ASME STP-PT-085 pdf free download

ASME STP-PT-085 pdf free download EFFECT OF HOT WIRE FILLER METAL ADDITION ON GTAW HEAT INPUT FOR CORROSION RESISTANT OVERLAYS
1BACKGROUND AND INTRODUCTION
Steel piping, valves, blow-out preventers (BOPs), and other processing components require protection fromcontact with hydrogen sulfide-laden oil or gas. These “sour” products are the current norm for deep wellsin the Gulf of Mexico and other areas.Corrosion-resistant alloy overlays are also used in the pressure vesselindustry for various applications. Without a protective layer of a corrosion-resistant alloy,catastrophicfailures,due to stress-corrosion cracking,will occur. The prominent method for application of thisprotective layer is to apply a CRO using some welding process.The process most favored is the gas tungstenarc welding process using an energized filler metal feed, commonly referred to as “hot wire”(GTAW-HW).By preheating the filler wire, greater deposition rates can be achieved.
ASME BPVC Section IX does not address the use of hot wire filler metal addition in terms of parameterlimits or whether the power is included in the determination of heat input rate(HIR)’. In upstream(pre-refinery) oil and gas applications, the tendency has been to add this secondary (hot wire) power to theprimary (arc) power to calculate HlR; however, there have been questions raised in terms of whether thesecondary power actually contributes to the amount of energy being supplied to the base metal or isconsumed in the process of preheating the filler metal.This study will attempt to quantify what contribution,if any, is provided by the secondary power to affect the resulting HAZ. properties and chemical compositionof the CRO.
1.1Project Objective
The primary objective of this study was to determine if any technical justification exists for considerationof the addition or modification of essential variables to include the secondary power from hot wireadditions.
1.2Materials
While this topic may be of interest in other industries and applications, it is known to be of concern in theseupstream oil and gas applications. ARC Specialties is the leading producer of automated welding systemsused for applying CROs to a variety components, with 300+ systems in operation around the world. Whileseveral different welding processes are employed in these systems, the vast majority utilize GTAW-HW.Consequently，the materials chosen for this study will be those most commonly employed for theseupstream oil and gas applications. The two base metals most commonly employed are quenched andtempered versions of AISI4130 and 2’/4 Cr- 1 Mo(P-5A, Grade 22). In most cases, the forged versions ofthese base metals are used; however, this adds significantly to the cost. In the original proposal, Grade 22was the only material to be included in this study, but there is far more 4130 material used than Grade 22.Consequently, to provide more data, pipe grades of the two materials were used because compositionallythe pipe and forging materials are virtually identical. Below are the two base metals to be used for thisstudy, and material certs are attached:
. SA335 Grade P22 – Ht #986957- CEw = 0.825;8.625 inches OD x 0.812 inches wall.A519 Grade 4130 – Ht #J4038- CEw = 0.663;8.625 inches OD x 1.5 inches wall
The overlay material was InconelR625(SFA5.9，ERNiCrMo-3). The size used was 0.045 inches(1.2 millimeter (mm)) diameter. Lincoln offered to supply the filler metal for this work. The type andclassification are shown below and the material cert is attached.
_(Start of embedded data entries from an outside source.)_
PR #4785, opened 2021-01-04
LibLine: Don't overwrite stuff when moving origin around

alimpfard:
This fixes an issue (mainly) with multiline prompts, where a multiline
prompt would overwrite the lines before it when libline tries to display
it.
To reproduce, set `PROMPT="a\nb\nc> "` in the shell, then press return
a few times.

before:
shot-2021-01-04_16-41-02

after:
shot-2021-01-04_16-39-16

### DIFF
--- a/Libraries/LibLine/Editor.cpp
+++ b/Libraries/LibLine/Editor.cpp
@@ -545,8 +545,15 @@ auto Editor::get_line(const String& prompt) -> Result<String, Editor::Error>
 
     set_prompt(prompt);
     reset();
-    set_origin();
     strip_styles(true);
+
+    auto prompt_lines = max(current_prompt_metrics().line_lengths.size(), 1ul) - 1;
+    for (size_t i = 0; i < prompt_lines; ++i)
+        putc('\n', stderr);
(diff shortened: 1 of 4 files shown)


Libraries/LibLine/Editor.cpp
```diff
@@ -856,8 +863,7 @@ void Editor::handle_read_event()
             }
             reverse_tab = false;
 
-            auto completion_mode = m_times_tab_pressed == 1 ? SuggestionManager::CompletePrefix : m_times_tab_pressed == 2 ? SuggestionManager::ShowSuggestions
-                                                                                                                           : SuggestionManager::CycleSuggestions;
```
alimpfard, line 860: ???
When did this style change happen?

linusg: Greetings from clang-format-11, it's probably telling you to not nest ternary operators :P

alimpfard: Guess it's finally time to delete that clang-format-10-static binary then~

PR #4797, opened 2021-01-04
Playground: Try to keep cursor location when formatting GML

linusg:
Previously we would always reset the cursor to the start caused by `set_text()`. Now we try to keep the cursor as close to the original position, which still doesn't always make sense but it's a start.

### DIFF
--- a/DevTools/Playground/main.cpp
+++ b/DevTools/Playground/main.cpp
@@ -335,7 +335,26 @@ int main(int argc, char** argv)
         }
         auto formatted_gml = GUI::format_gml(source);
         if (!formatted_gml.is_null()) {
+            if (formatted_gml.is_empty()) {
+                editor.clear();
+                return;
+            }
+            // FIXME: This could be improved, but not moving the cursor in most cases is already better than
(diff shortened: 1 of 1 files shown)


alimpfard:
A possibly more sensible approach would be to track the token positions and restore to the closest token's new position (you could take a look at `Shell/Formatter.cpp` for one way of doing that, but that one tracks positions from the AST nodes)

linusg:
the absence of comment tokens in the AST and therefore the formatted source makes this difficult :)
we do not even have proper AST classes for GML, it's all just a bunch of JSON lol

alimpfard:
Yeah, the fact that all references to the original data are lost makes this quite a bit more difficult than it needs to be.
still though, it's possible if you accept the spaghetti:
- determine the closest token to the cursor (optionally also record the offset into the token)
- record where in the JSON that token influences (I'll advertise `JsonPath` for this)
- when generating the output for that specific path, note the offset into the output
- return the recorded offset when done

awesomekling:
Also an option: parse the GML into an AST ;)

linusg:
ok, let's do it properly then :)

PR #4807, opened 2021-01-05
SystemMonitor: Beef up CPU and memory graphs

tomuta:
We now show the total CPU usage as well as the kernel portion.
For the memory graphs we show the amount of committed memory,
actually allocated memory, and the portion of the kernel heap.

_I don't really like how the legend is difficult to read if the graph is right underneath the text, maybe someone else can find a nice solution..._

Screenshot from 2021-01-04 20-14-34

### DIFF
--- a/Applications/SystemMonitor/GraphWidget.cpp
+++ b/Applications/SystemMonitor/GraphWidget.cpp
@@ -27,6 +27,7 @@
 #include "GraphWidget.h"
 #include <LibGUI/Painter.h>
 #include <LibGfx/Font.h>
+#include <LibGfx/Path.h>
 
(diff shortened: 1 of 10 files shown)


Quaker762:
> 
> 
> We now show the total CPU usage as well as the kernel portion.
> For the memory graphs we show the amount of committed memory,
> actually allocated memory, and the portion of the kernel heap.
> 
> _I don't really like how the legend is difficult to read if the graph is right underneath the text, maybe someone else can find a nice solution..._
> 
> Screenshot from 2021-01-04 20-14-34

Hot Damn that looks cool.

smopucilowski:
akrellm when? :^)

PR #4816, opened 2021-01-05
LIBGUI: Add GML properties to calendar widget

glenfordwilliams:
This pr introduces additional GML properties to the calendar widget.

- grid -bool
- date - string/array
- mode -  enum

image

```
@GUI::Widget{

    @GUI::Widget{
        layout: @GUI::HorizontalBoxLayout{}
        @GUI::Widget {
            //October 10 2020
            @GUI::Calendar{
                height : 200
                width: 300
                date: [10,10,2020]
            }
        }
      @GUI::Widget {
                //October 10 2020
                @GUI::Calendar{
                   height : 200
                   width: 300
                   date: "2020-10-10"
                }
            }
    }
    @GUI::Widget{
        layout: @GUI::HorizontalBoxLayout{}

        @GUI::Widget {
            //October 1 2020
            @GUI::Calendar{
               height : 200
               width: 300
               grid: false
            }
        }
        @GUI::Widget {
            //October 1 2020
            @GUI::Calendar{
               height : 200
               width: 300
               mode: "Month"
            }
        }
    }
}
```

edited  to show updated purpose

### DIFF
--- a/Libraries/LibCore/DateTime.cpp
+++ b/Libraries/LibCore/DateTime.cpp
@@ -27,8 +27,8 @@
 #include <AK/StringBuilder.h>
 #include <AK/Time.h>
 #include <LibCore/DateTime.h>
+#include <ctype.h>
 #include <sys/time.h>
-#include <time.h>
 
 namespace Core {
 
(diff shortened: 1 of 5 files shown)


alimpfard:
> also introduces a @GUI::GMLObject class for setting key value pairs to class properties

This...sounds a bit counterproductive? allowing arbitrary stuff (and expecting arbitrary stuff) is rather bad for a declarative language imo
Perhaps consider a `GUI::Calendar::Date`, or a more generic `GML::Date` object?

glenfordwilliams:
> > also introduces a @GUI::GMLObject class for setting key value pairs to class properties
> 
> This...sounds a bit counterproductive? allowing arbitrary stuff (and expecting arbitrary stuff) is rather bad for a declarative language imo
> Perhaps consider a `GUI::Calendar::Date`, or a more generic `GML::Date` object?

Is it that bad an idea?

alimpfard:
Bad? Not really, but imagine if everything accepted arbitrary objects and read out random fields from them
bye bye reliable autocomplete and static analysis

glenfordwilliams:
Oh right, didn't really think along those lines. Will have to rethink my approach then

glenfordwilliams:
updated to use a `@GUI::GMLDate` with properly defined properties. Api still feels clumsy but for now it should work until there is a better abstraction for components outside of the GUI namespace

awesomekling:
I'm not sure what's going on here, but GML is intended for UI declarations, not arbitrary object instantiation :)

awesomekling:
If you want to assign an initial date to a `GUI::Calendar` widget from GML, make it accept a date string. There's no need for special objects.

Also please don't add widget subclasses that are not actually widgets. :)

glenfordwilliams:
@awesomekling  updated to use  just a optional string/array for setting the date

awesomekling:
I don't really understand the purpose of this PR. This seems like a large amount of complexity with very little benefit. You are not even using the property for anything in the end?

awesomekling:
Also, please observe the [contribution guidelines](https://github.com/SerenityOS/serenity/blob/08190dd0ce5f23de6dffcd2c7521314202b05514/CONTRIBUTING.md) and squash fixups into earlier commits instead of stacking them.

glenfordwilliams:
@awesomekling  my apologies, i updated my top comment to make things clearer. I took into account your previous comments and updated my code

awesomekling:
Again, this seems like a large amount of complexity with very little benefit.

There's no code change here that makes use of the new property. What is this actually needed for?

Also, supporting both string and array properties seems excessive.

glenfordwilliams:
> Again, this seems like a large amount of complexity with very little benefit.
> 
> There's no code change here that makes use of the new property. What is this actually needed for?
> 

Which of the properties are we talking about here?

> Also, supporting both string and array properties seems excessive.
personally   thought it would be a useful thing to to, but since you are in disagreement i can remove the array option

linusg:
@glenfordwilliams this PR has various merge conflicts, please rebase :)

> > There's no code change here that makes use of the new property. What is this actually needed for?
>
> Which of the properties are we talking about here?

The `grid` and `mode` properties on `GUI::Calendar`.

awesomekling:
Closing this since it's basically adding dead code and increasing complexity for no reason.

Issue #4801, opened 2021-01-04
TextEditor: Should put a newline at the end of files


awesomekling:
When saving with TextEditor, the file should end in a newline (unless it's completely empty.)

PR #4820, opened 2021-01-06
TextEditor: puts a newline at the end of files

samkravitz:
- Doesn't write anything to empty files (though the file is still created)
 - Puts a newline at the end of files that do not have one
 - Does not put a newline at the end of files that already end in one

Addresses issue https://github.com/SerenityOS/serenity/issues/4801

### DIFF
--- a/Libraries/LibGUI/TextEditor.cpp
+++ b/Libraries/LibGUI/TextEditor.cpp
@@ -1055,6 +1055,11 @@ bool TextEditor::write_to_file(const StringView& path)
         perror("open");
         return false;
     }
+    
+    if (file_size == 0) {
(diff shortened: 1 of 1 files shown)


awesomekling:
Please observe the [contribution guidelines](https://github.com/SerenityOS/serenity/blob/edeec2974fa9cfbfaea6f70b2b940c950fb6ff05/CONTRIBUTING.md)
Specifically, squash your commits instead of stacking fixups.

Wrt the changes, do we really need two separate branches where we write out a `\n` character?

awesomekling:
Fixed this in 7f61644 since the PR was abandoned.

PR #4826, opened 2021-01-06
Give cp a `-l` flag, and let `ls -l` print hard link count

nico:
Inspired by frustration with macOS (https://github.com/nico/hack/blob/master/notes/copydir.md).

### DIFF
--- a/Userland/ls.cpp
+++ b/Userland/ls.cpp
@@ -288,6 +288,8 @@ static bool print_filesystem_object(const String& path, const String& name, cons
     else
         printf("%c", st.st_mode & S_IXOTH ? 'x' : '-');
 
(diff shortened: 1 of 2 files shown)


Userland/ls.cpp
```diff
@@ -288,6 +288,8 @@ static bool print_filesystem_object(const String& path, const String& name, cons
     else
         printf("%c", st.st_mode & S_IXOTH ? 'x' : '-');
 
+    printf(" %d", st.st_nlink);
```
awesomekling, line 291: `st_nlink` is unsigned :)

nico: tenor

Also, done.

Issue #3691, opened 2020-10-05
LibHTTP: Loading google analytics over HTTPS crashes with m_state == State::InBody assertion failure


Lubrsi:
Loading https://google-analytics.com/analytics.js crashes with this:
```
USERSPACE(117) ASSERTION FAILED: m_state == State::InBody
../Libraries/LibHTTP/Job.cpp:172
[ProtocolServer(117:117)]: Terminating ProtocolServer(117) due to signal 6
[FinalizerTask(3:3)]: CPU[0] NP(error) fault at invalid address V0x01c0260c
[FinalizerTask(3:3)]: copy_from_user(0xc094a9ac, 0x01c0260c, 4) failed at V0x01c0260c
[FinalizerTask(3:3)]: 0xdeadc0de  Kernel::Processor::switch_context(Kernel::Thread*&, Kernel::Thread*&) +181
0xdeadc0de  Kernel::Scheduler::context_switch(Kernel::Thread*) +181
0xdeadc0de  Kernel::Scheduler::pick_next() +1952
0xdeadc0de  Kernel::Processor::check_invoke_scheduler() +125
0xdeadc0de  Kernel::Thread::die_if_needed() +157
0xdeadc0de  syscall_handler +1414
0xdeadc0de  syscall_asm_entry +49
0x0807af7b  raise +22
0x080480bd  abort +13
0x08077de1  __cxa_atexit +0
0x0805f19f  AK::Function<void ()>::CallableWrapper<HTTP::Job::on_socket_connected()::{lambda()#2}>::call() const +1295
0x0805fe27  TLS::TLSv12::read_from_socket() +99
0x08050599  Core::EventLoop::pump(Core::EventLoop::WaitMode) +265
0x08050743  Core::EventLoop::exec() +43
0x080485af  main +384
0x08048a1e  _start +94
```

It loads fine over regular HTTP.

alimpfard:
Been a while since I've seen a LibHTTP bug
Exciting!

alimpfard:
Hmmm...I can't reproduce this, `pro https://google-analytics.com/analytics.js -O` succeeds and produces an ok-looking file.
opening it in the browser seems to be fine too, it loads and then "Failed to parse content".

that host resolves to 172.217.16.164 for me, not sure if that's significant.
the request produced via `pro` is:
```
GET /analytics.js HTTP/1.1
Host: google-analytics.com
Connection: close
```

Lubrsi:
[...]

PR #4831, opened 2021-01-06
LibHTTP: Take the final EOF read notification into account

alimpfard:
Fixes the HTTP part of #3691.

### DIFF
--- a/Libraries/LibHTTP/Job.cpp
+++ b/Libraries/LibHTTP/Job.cpp
@@ -125,6 +125,17 @@ void Job::on_socket_connected()
     register_on_ready_to_read([&] {
         if (is_cancelled())
             return;
+
+        if (m_state == State::Finished) {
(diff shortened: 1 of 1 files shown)


Libraries/LibHTTP/Job.cpp
```diff
@@ -125,6 +125,17 @@ void Job::on_socket_connected()
...
         if (is_cancelled())
             return;
+
+        if (m_state == State::Finished) {
+            // This is probably just a EOF notification, which means we should receive nothing
+            // and then get eof() == true.
+            [[maybe_unused]] auto payload = receive(64);
+            // These assertions are only correct if "Connection: close".
+            ASSERT(payload.is_empty());
+            ASSERT(eof());
```
awesomekling, line 135: We should aim towards handling this more gracefully at some point, but for now this is a progression. :)

awesomekling:
Thank you!

PR #6380, opened 2021-04-16
Ports: Add auth_type verification to all package.sh files

bcoles:
Also adds a lint script to ensure all ports have `'port', 'version', 'files', 'auth_type'` properties.

This will eventually break any ports which use `master` branch from a git repository. Fortunately there's only a few of these. Also, these packages would have broken eventually anyway as the patches drift out of sync. They shouldn't have been using master in the first place, and instead used a known good and known safe version.

### DIFF
--- a/Meta/lint-ports.py
+++ b/Meta/lint-ports.py
@@ -36,7 +36,7 @@ def read_port_dirs():
     """Check Ports directory for unexpected files and check each port has a package.sh file.
 
     Returns:
-        list: all ports (set), errors encountered (bool)
+        list: all ports (set), no errors encountered (bool)
     """
 
     ports = set()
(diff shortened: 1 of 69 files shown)


Meta/lint-ports.py
```diff
@@ -45,35 +45,68 @@ def read_port_dirs():
...
+        if not os.path.exists(package_file):
+            continue
+        packages.add(package_file)
+
+    properties = ['port', 'version', 'files', 'auth_type']
+    for package in packages:
+        with open(package, 'r') as fp:
+            data = fp.read()
+            for p in properties:
+                if not re.findall(f"^{p}=", data, re.M):
```
linusg, line 83: oh that's a neat solution!

linusg (approved):
> They shouldn't have been using master in the first place, and instead used a known good and known safe version.

Totally agree with this, event if there hasn't been any change in recent years and no release at all they should still be pinned to a certain commit. Great work collecting all these hashes!

PR #6381, opened 2021-04-16
CI: Use clang-12 instead of clang-10 when building fuzzers

alimpfard:
oss-fuzz uses clang-12 anyway, so this patch shouldn't be breaking
anything, just letting us use more modern C++ without the CI being
sad.


linusg:
CI is happy, let's do it!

· 0.045 inches [ 1.2 mm] TECHALLOY 62533SSP- Ht #QT594
2 WELD TRIAL MATRIX – CRO WELDS
Two series of CROs were welded on each base metal for a total of four series. One series for each base metal was welded using conventional parameters where the weld metal deposition rate is approximately 2 pounds per hour. The second series for each base metal was welded using newly developed parameters which result in higher deposition rates on the order of 8 pounds per hour. The parameters used for the higher deposition rates actually result in lower heat input rates, so this provided even more test data.
Welding was conducted on pipe coupons using ARC’s next generation HVT system. The welding system is capable of welding in a variety of welding positions by rotating the frame holding the turntable and welding torch. The frame can be rotated from 0-90 degrees. Images of the welding system in the two configurations are shown below in Figure 2-1 and Figure 2-2. All of the samples for this study were welded in the flat (1G) position as shown in Figure 2-2. While the plan was to run the samples at pre-established settings, there is a need to make minor adjustments.
The primary 2 amperage, wire feed speed and travel speed can be preset accurately; however, there is a need to make minor adjustments to the secondary 3 amperage, primary voltage and secondary voltage to stabilize operation and assure good wetting. Every attempt was made to adjust the filler wire guide tube consistently with respect to the end of the tungsten electrode, however, minor secondary amperage and voltage adjustments are inevitable. Similarly, the entry point of the filler wire was held constant, as much as practicable. For all of these test welds, the filler wire was introduced at the rear of the molten pool, which is typical for hot wire feed, but different from typical cold wire operation, where the wire is most often introduced at the leading edge of the weld pool.